* _About this task_
I would like every record printed again, exactly as shown.

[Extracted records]
****************************************

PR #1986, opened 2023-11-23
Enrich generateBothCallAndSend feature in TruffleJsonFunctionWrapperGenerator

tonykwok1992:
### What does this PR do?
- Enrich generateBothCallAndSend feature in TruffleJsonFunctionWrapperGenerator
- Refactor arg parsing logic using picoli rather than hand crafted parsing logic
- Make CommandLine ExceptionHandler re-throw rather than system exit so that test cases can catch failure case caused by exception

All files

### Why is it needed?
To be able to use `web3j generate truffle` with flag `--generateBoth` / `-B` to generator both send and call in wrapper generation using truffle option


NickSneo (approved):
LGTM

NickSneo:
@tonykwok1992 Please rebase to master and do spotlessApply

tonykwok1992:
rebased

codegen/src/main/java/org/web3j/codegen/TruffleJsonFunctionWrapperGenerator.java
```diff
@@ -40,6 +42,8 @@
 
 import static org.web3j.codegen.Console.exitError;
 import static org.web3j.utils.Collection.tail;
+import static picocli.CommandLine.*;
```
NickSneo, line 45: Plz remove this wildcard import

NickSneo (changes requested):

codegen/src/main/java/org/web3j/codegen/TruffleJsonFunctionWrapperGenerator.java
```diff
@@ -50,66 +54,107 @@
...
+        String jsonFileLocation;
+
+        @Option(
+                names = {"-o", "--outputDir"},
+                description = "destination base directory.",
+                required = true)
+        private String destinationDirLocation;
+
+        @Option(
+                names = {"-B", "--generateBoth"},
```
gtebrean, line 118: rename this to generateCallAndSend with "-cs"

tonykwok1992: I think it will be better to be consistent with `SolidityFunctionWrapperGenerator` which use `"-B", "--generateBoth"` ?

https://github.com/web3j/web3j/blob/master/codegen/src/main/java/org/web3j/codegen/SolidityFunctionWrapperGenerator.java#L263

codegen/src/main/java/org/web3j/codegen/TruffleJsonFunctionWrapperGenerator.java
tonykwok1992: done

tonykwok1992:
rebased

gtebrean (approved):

****************************************

* _Response below_
PR #1986, opened 2023-11-23
Enrich generateBothCallAndSend feature in TruffleJsonFunctionWrapperGenerator

tonykwok1992:
### What does this PR do?
- Enrich generateBothCallAndSend feature in TruffleJsonFunctionWrapperGenerator
- Refactor arg parsing logic using picoli rather than hand crafted parsing logic
- Make CommandLine ExceptionHandler re-throw rather than system exit so that test cases can catch failure case caused by exception

All files

### Why is it needed?
To be able to use `web3j generate truffle` with flag `--generateBoth` / `-B` to generator both send and call in wrapper generation using truffle option


NickSneo (approved):
LGTM

NickSneo:
@tonykwok1992 Please rebase to master and do spotlessApply

tonykwok1992:
rebased

codegen/src/main/java/org/web3j/codegen/TruffleJsonFunctionWrapperGenerator.java
```diff
@@ -40,6 +42,8 @@
 
 import static org.web3j.codegen.Console.exitError;
 import static org.web3j.utils.Collection.tail;
+import static picocli.CommandLine.*;
```
NickSneo, line 45: Plz remove this wildcard import

NickSneo (changes requested):

codegen/src/main/java/org/web3j/codegen/TruffleJsonFunctionWrapperGenerator.java
```diff
@@ -50,66 +54,107 @@
...
+        String jsonFileLocation;
+
+        @Option(
+                names = {"-o", "--outputDir"},
+                description = "destination base directory.",
+                required = true)
+        private String destinationDirLocation;
+
+        @Option(
+                names = {"-B", "--generateBoth"},
```
gtebrean, line 118: rename this to generateCallAndSend with "-cs"

tonykwok1992: I think it will be better to be consistent with `SolidityFunctionWrapperGenerator` which use `"-B", "--generateBoth"` ?

https://github.com/web3j/web3j/blob/master/codegen/src/main/java/org/web3j/codegen/SolidityFunctionWrapperGenerator.java#L263

codegen/src/main/java/org/web3j/codegen/TruffleJsonFunctionWrapperGenerator.java
tonykwok1992: done

tonykwok1992:
rebased

gtebrean (approved):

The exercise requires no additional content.